The author continued by discussing reasons for these trends, citing “the culture around AI in industry and academia” as the core concept. Research, the author argues, designs for humans out of the loop, meaning systems are rarely designed (and almost never evaluated) for humans to be working with them.

Thoughts: this is very well argued. I love the concept of human-centered AI, and it’s one of the broad research areas that I’m interested in. Designing AI to work with humans is a tough, interdisciplinary, and domain-specific problem. Some of the papers I’ve read recently have talked about possible human-in-the-loop applications of ML for online content moderation, and there are many other ideas out there too.

Bayesian Product Ranking at Wayfair

Authors: Dave Harris and Tom Croonenborghs

How I found this: one of my coworkers (thanks Zack!)

Summary: This is a Wayfair blog post discussing a new Bayesian system they built to identify products likely to appeal to people & present them to their customers. The first problem was to determine products’ general appeal, but this is complicated by the fact that products at the top are more likely to be ordered first.

They created a logistic regression that fits the probability that a customer will order product i in position j as logit(α + product effect[i] + position effect[j]. Product effects are due to product-specific characteristics, and position effects are due to the product’s position on the site.

Another challenged faced is sparsity; small counts can be super noisy, and so you always have to worry about e.g., a shower curtain that was shown to just one customer who ended up purchasing it (a 100% conversion rate!).

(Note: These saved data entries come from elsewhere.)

Issue #398, opened 2026-07-12
Adopt the freenet-migrate crate in River (replace hand-rolled backward-probe machinery)


sanity:
## Background

River's contract/delegate migration runs on its own hand-rolled backward-probe machinery: `common/src/migration.rs`, `ui/src/components/app/freenet_api/backward_probe.rs`, `chat_delegate.rs`, the `common/build.rs` / `ui/build.rs` legacy-hash codegen, and the `legacy_room_contracts.toml` / `legacy_delegates.toml` registries. This is shipped and proven — the stdlib 0.6→0.8 republish (2026-07-12, commit 47be34ea) migrated rooms and delegate secrets transparently on the live network.

The reusable **`freenet-migrate`** crate (v0.1.0 on crates.io; repo `freenet/freenet-migrate`) is the *generalization of exactly this pattern*, extracted from River and Delta. River does not use it yet — verified, zero references in River's `Cargo.toml` / `Cargo.lock`. So the crate's own origin app doesn't dogfood it.

## Goal

Refactor River onto `freenet-migrate` / `freenet-migrate-build`, deleting the duplicated hand-rolled machinery. This dogfoods the crate on its origin app and removes a maintenance-burden copy of the pattern.

## Tasks (incremental, behavior-preserving — see `freenet-migrate/docs/design.md` §5)

- [ ] Point `common/build.rs` + `ui/build.rs` at `freenet_migrate_build::codegen()`, aliasing the generated `LEGACY_*` consts to River's existing names so call sites compile unchanged.
- [ ] Replace the internals of `common/src/migration.rs` + `backward_probe.rs` with `freenet-migrate` crate calls (a `LegacyExportAdapter` plugs River's existing per-room export for pre-crate versions).
- [ ] Swap the CI "WASM hash changed ⇒ old hash must be registered" guard to the crate's checker.
- [ ] Delete the now-duplicated hand-rolled code.
- [ ] Re-verify the full migration path (room + delegate, backward-probe) against a live 0.8 node — the same end-to-end checks the 0.6→0.8 republish passed (zero data loss, zero #204).

## Sequencing

Do this **after Delta adopts `freenet-migrate`**. Delta is the first external adopter; its adoption will shake out any crate rough edges, and River benefits from going second. **Not urgent** — River's current machinery works and is proven; this is de-duplication + dogfooding cleanup, not a functional gap.

## References

- Umbrella: freenet-core#2776 ("Tracking: Graceful upgrades for delegates and contracts")
[...]

PR #434, opened 2026-07-21
refactor: adopt freenet-migrate-build codegen for both legacy registries (#398 phase 1)

sanity:
## Problem

River's two legacy registries (`legacy_delegates.toml`, `common/legacy_room_contracts.toml`) are turned into Rust consts by two hand-rolled build scripts — a duplicated copy of the exact pattern the `freenet-migrate` crate generalizes, with no validation beyond hex-length panics. The crate's own origin app doesn't dogfood it (#398).

## Approach

Phase 1 of #398 (deliberately minimal + behavior-preserving): swap only **who generates the consts**. River keeps running its own migration machinery unchanged.

- `common/build.rs` + `ui/build.rs` now call `freenet_migrate_build::codegen()` (0.2.0, freenet/freenet-migrate#4) reading the **existing** `[[entry]]` TOMLs — same const names, types, `(delegate_key, code_hash)` tuple order, and byte values. −233/+89 lines.
- Every build now **validates** the registries: hash decode errors are build failures, and every delegate row's key is cross-checked against `BLAKE3(code_hash ‖ params)` — restoring at build time the compile check the ecosystem lost (the Feb 2026 wrong-derivation incident class).
- `ui/build.rs` behaviors preserved: `.rerun_if_changed(false)` keeps the `BUILD_TIMESTAMP_ISO` re-run heuristic alive; `.allow_missing_registry(true)` keeps the docs.rs missing-TOML fallback. `common/build.rs` keeps its rerun directives + fallback.

**Registry data finding** (from running the crate's validation over the full 24-row registry): **V1** is the only row whose recorded delegate key predates the standard derivation — it now carries `irregular_key = true` (recorded key trusted as-is; it's the key the old delegate actually had on the network). **V2's key derives correctly**, so `migration_test.rs`'s historical "V1 | V2" exemption was over-broad and is tightened to V1 only — V2 now gets full validation it never had.

## Testing

- **New pin:** `legacy_set_fingerprint_is_stable_across_codegen_changes` locks the legacy-set fingerprint (`741360a5d34a3a8c`) that keys the per-user migration-done localStorage flag. If a codegen change altered `LEGACY_DELEGATES` bytes **or order**, every user would silently re-run legacy migration — this test makes that loud. It passing on this PR is the proof the swap is byte-identical.
- 480 river-ui native tests pass; `migration_test` + `room_contract_migration_test` pass; `cargo check -p river-ui --target wasm32-unknown-unknown --features no-sync` clean.
- No WASM files touched; `check-delegate-migration` / `check-room-contract-migration` / `check-cli-wasm` CI confirm byte-identical WASMs.

The crate side merged as freenet/freenet-migrate#4 (Full-tier multi-perspective review; its fixtures include River's complete registries verbatim, so the exact data this PR feeds it is pinned upstream too).

Next phases of #398 (separate PRs, after this): contract-probe internals on the crate's decision driver, then the delegate path in shadow mode.

Part of #398 / freenet-core#2776.

[AI-assisted - Claude]

### DIFF
--- a/Cargo.lock
+++ b/Cargo.lock
@@ -702,7 +702,7 @@ source = "registry+https://github.com/rust-lang/crates.io-index"
 checksum = "117725a109d387c937a1533ce01b450cbde6b88abceea8473c4d7a85853cda3c"
 dependencies = [
  "lazy_static",
- "windows-sys 0.48.0",
+ "windows-sys 0.59.0",
 ]
 
 [[package]]
@@ -2293,6 +2293,18 @@ dependencies = [
  "proc-macro2",
  "quote",
  "syn",
+]
+
+[[package]]
+name = "freenet-migrate-build"
+version = "0.2.0"
+source = "registry+https://github.com/rust-lang/crates.io-index"
+checksum = "c1f8c31bbf8b6902fa6b1afb866cdba9234578ac8923d6a75f3e6043551db39f"
+dependencies = [
+ "blake3",
+ "bs58",
+ "serde",
+ "toml 0.8.23",
 ]
 
 [[package]]
@@ -4645,6 +4657,7 @@ dependencies = [
  "curve25519-dalek",
  "data-encoding",
  "ed25519-dalek",
+ "freenet-migrate-build",
  "freenet-scaffold",
  "freenet-scaffold-macro",
  "freenet-stdlib 0.8.3",
@@ -4670,6 +4683,7 @@ dependencies = [
  "dioxus",
  "dioxus-free-icons",
  "ed25519-dalek",
+ "freenet-migrate-build",
  "freenet-scaffold",
  "freenet-stdlib 0.8.3",
  "futures",
@@ -4684,7 +4698,6 @@ dependencies = [
  "serde",
  "sha2",
  "thiserror 2.0.18",
- "toml 0.8.23",
  "tracing",
  "wasm-bindgen",
  "wasm-bindgen-futures",
@@ -6773,7 +6786,7 @@ version = "0.1.11"
 source = "registry+https://github.com/rust-lang/crates.io-index"
 checksum = "c2a7b1c03c876122aa43f3020e6c3c3ee5c05081c9a00739faf7503aeba10d22"
 dependencies = [
- "windows-sys 0.48.0",
+ "windows-sys 0.61.2",
 ]
 
 [[package]]
--- a/common/Cargo.toml
+++ b/common/Cargo.toml
@@ -72,10 +72,9 @@ migration = []
 mentions = []
 
 [build-dependencies]
-# Used by build.rs to parse legacy_room_contracts.toml and generate the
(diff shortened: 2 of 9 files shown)


sanity:
## Consolidated multi-perspective review

**External-model pass — substitution record.** Codex remains usage-limited (reset 2026-07-25 07:53; verified failure earlier today on the crate-side PR); Gemini CLI unusable (`IneligibleTierError`). Per the review policy fallback, three independent Claude reviewers ran with distinct lenses, blind to each other: **skeptical bug-hunt**, **consumers/CI** (every surface that doesn't get the change), and **migration-failure-modes** (the data-loss classes this repo has hit before). The crate side of this change already had a Full-tier review on freenet/freenet-migrate#4, including a concrete walkthrough of this exact swap.

### Verdict: clean. Independently verified by multiple reviewers:
- **Fingerprint stability** (the one silent data-loss-class risk): `741360a5d34a3a8c` reproduced from the TOML by two reviewers independently; main's hand-rolled output and the crate's output hash identically, so no user re-runs legacy migration. The pin test runs in CI (`build.yml` → `cargo test -p river-ui --bins`), so CI-green on this PR is byte-identity proof **against the published 0.2.0 crate** — closing the only methodology caveat raised.
- **WASM identity**: neither generated file reaches either WASM (`migration` is a non-default, client-only feature; both WASMs build `-p`-scoped; `LEGACY_DELEGATES` lives in river-ui, not the delegate crate) → no re-key, no migration entry, no republish. Confirmed empirically by `check-delegate-migration` / `check-room-contract-migration` passing.
- **All 24 delegate rows recomputed via b3sum**: V1 alone fails the standard derivation (correctly flagged `irregular_key`); V2–V27 derive — validating the migration_test tightening.
- **Every TOML consumer checked**: scripts (`^code_hash`/`^version` greps), `add-migration.sh` append format, pre-commit hook, both direct-parse test files (no `deny_unknown_fields`), Makefile version detection — none affected by the new field.
- **Build-script semantics preserved**: same const names/types/order/filenames/include! sites; ui emits zero rerun-if-changed directives (BUILD_TIMESTAMP heuristic intact); common keeps its two; crates.io/docs.rs packaging intact (TOML ships inside river-core; lockfile checksum matches the published crate).

### Findings addressed
- Room-contract registry had no value-pin (asymmetry with the delegate side) → added `registry_values_and_order_are_stable_across_codegen_changes` (`d931340e569e9c74`, 27 entries) — `7cc1d042`
- Version-range comment nit → fixed — `cdda0a78`

### Dismissed with justification
- *Missing-registry fallback narrowed* (old: empty list on ANY read error; new: only on file-not-found, hard-fail on present-but-unreadable). Intentionally stricter — a silently-empty `LEGACY_DELEGATES` from a transient read error would disable every legacy probe, which is the worse failure. The docs.rs genuinely-absent case is unchanged.

Merging after CI is green on the current head.

[AI-assisted - Claude]

Issue #427, opened 2026-07-20
riverctl read follows a stale backward upgrade-pointer and REPLACES (not merges) → stale/empty message list on multi-generation rooms


sanity:
## Problem

A room shows all messages on the River UI but a stale/empty subset on `riverctl` (0.1.77+), even when both compute the same current contract key. Sending via riverctl works (the message lands on the key the UI reads) but riverctl's own `message list` shows stale state. Debug shows riverctl "grabbing a new contract key for an upgrade pointer." Reported by Ivvor 2026-07-20.

**Not data loss.** The full state (e.g. 186 messages / 106 members on the official room's `c53ded28` generation) is intact; the write path lands correctly; only riverctl's *display* is stale. Fully recoverable once fixed. Not caused by riverctl 0.1.78 / PR #415 — the read/migration/upgrade-pointer code is byte-identical to 0.1.77 (`git show <415-merge> -- cli/src/api.rs` is empty); the `c53ded28` WASM shipped in 0.1.77 (#416), a day earlier.

## Root cause: read-vs-write key split via a stale FORWARD upgrade pointer, made worse by replace-vs-merge

- **Write** (`api.rs::send_message`) always PUTs to the current bundled-WASM key (`owner_vk_to_contract_key`). The UI reads that key directly → sees the message. ✓
- **Read** (`get_room` → `ensure_room_migrated` → `follow_upgrade_chain`, `api.rs:~1475`): if the current-key state carries an `OptionalUpgradeV1` forward pointer, riverctl GETs the target and **REPLACES** its state with it (`state = next_state; id = next`), returning the target generation's state.
- The pointer on the current gen points **backward** to an intermediate generation (e.g. `c53ded28 → 5L5ZAB`), so `follow_upgrade_chain` walks `c53 → 5L`, replaces c53's fresh state with 5L's older state, hits 5L's `→c53` pointer, sees c53 already visited (cycle guard), stops, and returns **5L's stale state.**

### How the backward cross-pointer gets onto the current generation

[...]

PR #436, opened 2026-07-21
refactor(ui): drive the backward probe with freenet-migrate's decision driver (#398 phase 2)

sanity:
## Problem

The UI backward-probe recovery (freenet/river#292) is the data-loss-critical
path that recovers a room stranded under an older room-contract generation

The post is vague about how they handle this, but it sounds like some kind of partial pooling approach that shares information across products.

They’re also not just interested in orders; clicking a product, adding it to a cart, or saving it for later all also provide signals about a product’s appeal. When considering path-to-purchase, the team modeled this as p(order | product shown) = p(click | product shown) * p(add to cart | click) * p(order | add to cart). They can fit these stages separately and combine the results.

Finally, the model needs to be updated over time. Bayesian methods excel at incremental learning; they use (most of) the previous day’s posterior as the prior for the next day, and this almost entirely takes care of the problem.

Thoughts: it’s incredible how new ways of looking at a problem can lead to innovative solutions. This entire model is a logistic regression with “some other stuff” (pooled parameters, incrementally trained, etc.), and I admire the simplicity of it all.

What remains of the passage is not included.